一人で食事をすることに慣れつつあったジェニエルは、日課でもある薔薇を愛でるために庭に向かった際、事件は起こった。

「……一体、何をされているのですか?」

いつも自分が腰掛ける白いベンチ。
その上で、セオドールとオリヴィアが寄り添うように座っていた。
静かに放たれたジェニエルの声には、押し殺した怒気が混じっていた。
怯えたように肩を震わせるオリヴィアと対照的に、セオドールは不遜に背を預けたまま、ジェニエルを一瞥した。

「見てわからないのか、皇后」
「わからないから、お伺いしているのです」
「ふん。情緒も何もないのか、君は」

ジェニエルは口元に微笑を保ったまま、決して感情を乱さぬ姿勢を崩さない。
だが、その微笑こそがセオドールの癇に障るらしく、彼はわざとらしくオリヴィアを庇うように腕を伸ばした。

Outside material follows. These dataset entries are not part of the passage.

PR #945, opened 2021-10-25
Update allowed VS Filter Operator values

### LINKED ISSUE #936: Warning about string-typed filter values seems problematic
There are a number of standard CodeSystem filters defined in the FHIR spec, such as https://hl7.org/fhir/snomedct.html#4.3.1.0.8.3, but when I use these in my FSH files to define ValueSets, I'm getting the very concerning warning:

> The match value of filter operator "=" must be a code. For string valued properties, use the regex filter operator with a regular expression value. Support for using strings as filter values has been deprecated and will be removed in a future release.

Do I need to worry that these standard filters are going to be unusable in some upcoming version of Sushi?

jafeltra:
This PR fixes #936 by updating the types we allow for each VS filter operation. [This comment](https://github.com/FHIR/sushi/issues/936#issuecomment-947826886) describes what we now support. The changes to the code include:

- Support for string values on every operator, which also removes the deprecation warning since we now support it 😁 
- Special checking that the string value provided to the `exist` operator is either `"true"` or `"false"`
- Updating the `ValueSetFilterValueTypeError` to support allowing multiple types of values and specific string values
- Tests for the new error cases and new allowed cases


mint-thompson (approved):
outstanding work. hooray for allowed data type flexibility!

「もう一度うかがいます。陛下は一体何をなさっているのですか?」

ジェニエルが同じ言葉を繰り返すと空気が張りつめた。
ジェニエルのプレッシャーに負けたセオドールは、舌打ちを残すとオリヴィアを立たせてその場を立ち去ろうとした。
 オリヴィアはジェニエルにちらりと視線を残して、何か言いたそうにして立ち止まり一度躊躇った後ジェニエルに向きなおった。

「行こう、オリヴィア」
「でも……」

促されながらも、オリヴィアは視線を揺らし、ジェニエルを見やった。
涙を含んだ瞳が、ためらいを帯びて皇后を映す。
やがて彼女は小さく立ち止まり、勇気を振り絞るように振り向いた。

「あの……」

その声に、ジェニエルはわずかに眉を動かした。皇后に対して、許しもなく直接言葉を向けるなど、この国の誰もが畏れて避ける行為である。ましてや真っ直ぐに視線を重ねてくる庶民など、想像すらしていなかった。

「どうして……怒っているんですか?」

「……どういうことです?」

「だって、ここはセオドールのお城でしょう? お后様がセオドールを追い出そうとするなんて……おかしくないですか?」

まるで疑いも悪意も知らぬ子供のような声音だった。
ジェニエルは答えを探そうとして、言葉を失った。
眩暈のような感覚がこみあげる。
皇后と皇帝の立場すら理解していない――そんな人物が、なぜこの場にいるのか。

「……この庭は、皇后である私の庭です。陛下とて、私の許可なく草一本抜くことは許されておりません」

静かに言い切り、ジェニエルはセオドールに目を向けた。
しかし彼は気まずさを隠すように顔を逸らす。その仕草が、余計に彼女の胸を冷たく締めつけた。